METHODS: Swiss-CP-Reg records patients of any age diagnosed with CP who are born, are treated, or live in Switzerland. It collects data from medical records and reports, from questionnaires answered by patients and their families, and from data linkage with routine statistics and other registries. The registry contains information on diagnosis, clinical presentation, comorbidities, therapies, personal information, family history, and quality of life.

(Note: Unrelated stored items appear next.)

PR #176, opened 2021-06-02
Feature/airgap deployment

dacleyra:
Add the airgap target to the base level Makefile

Add liblz4 to build, as it was failing without
Adjust copy dir based on build loc, this may need to be streamlined better

Refactor airgap Makefile to be in line with other components, this may need to be streamlined better

Add an example secure client config yaml

Add a token flag for the airgap client, in order to pass in a service account token for auth via kube-rbac-proxy

~~Use a fork of go-dqlite which allows for the use of FQDN hostnames as node endpoints, instead of only ip addresses
Statefulset has stable FQDN, but not a stable IP in the case of a pod delete~~
Once TLS is enabled, the FQDN is used for the cluster configuration and directory, so this ended up being unnecessary
db cluster traffic is secured with TLS on pod-to-pod traffic port 9001

Add --allowerasing --nobest for base.Dockerfile ubi image, as it was failing on latest ubi release

add airgap targets to v2/Makefile

Add flag to MeterBase for enabling airgap dataservice

Add Route for external access to dataservice

Administrator must enable http2 for ingress router
oc annotate ingresses.config/cluster ingress.operator.openshift.io/default-enable-http2=true

https2/grpc -> Router
-> rhm-dqlite:8002 Service https2 kube-rbac-proxy sidecar
-> localhost:8001 http2 go-dqlite api 

Add dqlite image override envvar option

Add rbac for controller to use Routes (all the things)
Add rbac for grpc method (nonResourceUrl create)

Add dataservice_controller

Add Route to scheme & controller to manager

Add factory items for dataservice
Add update funcs to enforce spec


airgap/v2/Makefile
```diff
@@ -10,7 +80,7 @@ build:
 demo: build
 	docker-compose up
 
-generate: protoc
+generate-old: protoc
```
zach-source, line 83:
```suggestion
generate-proto: protoc
```

zach-source (changes requested):

zach-source (approved):

PR #180, opened 2021-06-10
Feature/use embed fs

dacleyra:
Move up to go 1.16
Use embed instead of go-bindata


v2/pkg/manifests/factory.go
```diff
@@ -68,8 +67,19 @@ const (
...
+	bts, err := assets.ReadFile(filename)
+	if err != nil {
+		panic(err)
+	}
+	return bts
+}
+
 func MustAssetReader(asset string) io.Reader {
-	return bytes.NewReader(MustAsset(asset))
+	return bytes.NewReader(MustReadFileAsset(asset))
```
zach-source, line 82: Perfect!

zach-source (changes requested):

zach-source (dismissed):

PR #183, opened 2021-06-15
razee cc cleanup

dacleyra:
WIP

- Change assets to be defined primarily by yaml
- Use controllerutil.CreateOrUpdate instead of cc.Do pattern
- CreateOrUpdate takes advantage of the fact that yaml Decode will merge fields, rather than reset fields in the struct.
- Therefore on the update func(), the spec in the factory object yaml will be enforced, but it can otherwise be annotated or labeled by the end user.


zach-source (approved):
Tested, looks good to me.

PR #609, opened 2020-01-19
fix (lerna): storybook auto-versioning

Barackos:


examples/storybook/package.json
```diff
@@ -21,26 +21,29 @@
     "release": "yoshi release",
     "storybook": "start-storybook -p 6006",
     "clean": "rm -rf dist storybook-static",
-    "build": "npx yoshi build && npx build-storybook"
+    "build": "yarn build-storybook"
```
shaulgo: we have npm across all the configes. Is there a reason to use yarn here?

scripts/deployExamples.js
```diff
@@ -12,7 +12,7 @@ const EXAMPLES_TO_DEPLOY = [
   {
     name: 'rich-content-storybook',
     path: 'examples/storybook',
-    buildCmd: 'npm i && yarn build-storybook',
+    buildCmd: 'yarn build-storybook -s public',
```
shaulgo: Same as previous comment. Why yarn instead of npm?

PR #612, opened 2020-01-19
[plugin-map] fix: warnings issues of google-maps-loader props

maimonav:


packages/plugin-map/web/src/MapViewer.jsx
```diff
@@ -129,7 +129,7 @@ MapViewer.propTypes = {
   settings: PropTypes.shape({
     width: PropTypes.number,
     height: PropTypes.number,
-    googleMapApiKey: PropTypes.string.isRequired,
+    googleMapApiKey: PropTypes.string,
```
lxgreen: should be required as the plugin is useless without it.

packages/plugin-map/web/src/MapViewer.jsx
```diff
@@ -84,7 +84,7 @@ export class MapViewer extends Component {
         <div ref={this.setRootElementRef} style={style} data-hook="mapViewer">
           <ReactGoogleMapLoader
             params={{
-              key: googleMapApiKey,
+              key: googleMapApiKey || '',
```
lxgreen: could be defined in defaultProps

PR #619, opened 2020-01-20
[Link plugin] fix:when updating the link the content state data is changed to the correct fields

barboaron:


packages/editor-common/web/src/Utils/draftUtils.js
```diff
@@ -164,8 +165,9 @@ export const getAnchorBlockData = editorState => {
 
 export const setEntityData = (editorState, entityKey, data) => {
   if (entityKey) {
+    const newData = createEntityDataForLink(data);
```
shaulgo: this will break every change in entityData

shaulgo:
Also fix content state tests

packages/editor-common/web/src/Utils/draftUtils.js
barboaron: I fixed it:)

PR #620, opened 2020-01-22
[common] bugfix(normalizeInitialState): image normalizer - move…

oded-soffrin:
[common] bugfix(normalizeInitialState): image normalizer - move 'width' from compData root to config

(image sizes with resize created before version 6 were ignored, creating smaller images in version update)


oded-soffrin:
@lxgreen hotfix, please check and merge

PR #628, opened 2020-01-26
Fix weird space bug

oded-soffrin:
To check out the change effect, run storybook and see test case example (further instruction there)
Caused by - https://jira.wixpress.com/browse/NWB-2849


shaulgo:
unit tests are failing. Also, deployd example app doesn't work https://rich-content-fix-weird-spaces.surge.sh/#!

packages/viewer/web/src/utils/convertContentState.jsx
```diff
@@ -53,13 +53,16 @@ const getBlocks = (mergedStyles, textDirection, { config }) => {
...
         const { interactions } = blockProps.data[i];
-        const BlockWrapper = isArray(interactions)
+        const BlockWrapper = Array.isArray(interactions)
           ? getInteractionWrapper({ interactions, config, mergedStyles })
           : DefaultInteractionWrapper;
 
-        return (
-          <BlockWrapper key={`${blockProps.keys[i]}_wrap`}>
+        const inner =
+          Type === 'br' ? (
```
shaulgo: br doesn't get the class names. Line-height might break. Wouldn't it just work without the trinary?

RESULTS: From August 2017 to August 2021, 546 participants (55% male, mean age at registration 8 years [interquartile range IQR: 5–12]), were enrolled in Swiss-CP-Reg. Most had been born at term (56%), were less than two years old at diagnosis (73%, median 18 months, IQR: 9–25), and were diagnosed with spastic CP (76%). Most (59%) live with a mild motor impairment (Gross Motor Function Classification System [GMFCS] level I or II), 12% with a moderate motor impairment (GMFCS level III), and 29% with a severe motor impairment (GMFCS level IV or V). In a subset of 170 participants, we measured intelligence quotient (IQ) and saw lower IQs with increasing GMFCS level. Swiss-CP-Reg has a strong interest in research, with four nested projects running currently, and many more planned.
CONCLUSIONS: Swiss-CP-Reg collects and exchanges national data on people living with CP to answer clinically relevant questions. Its structure enables retrospective and prospective data collection and knowledge exchange between experts to optimise and standardise treatment and to improve the health and quality of life of those diagnosed with CP in Switzerland.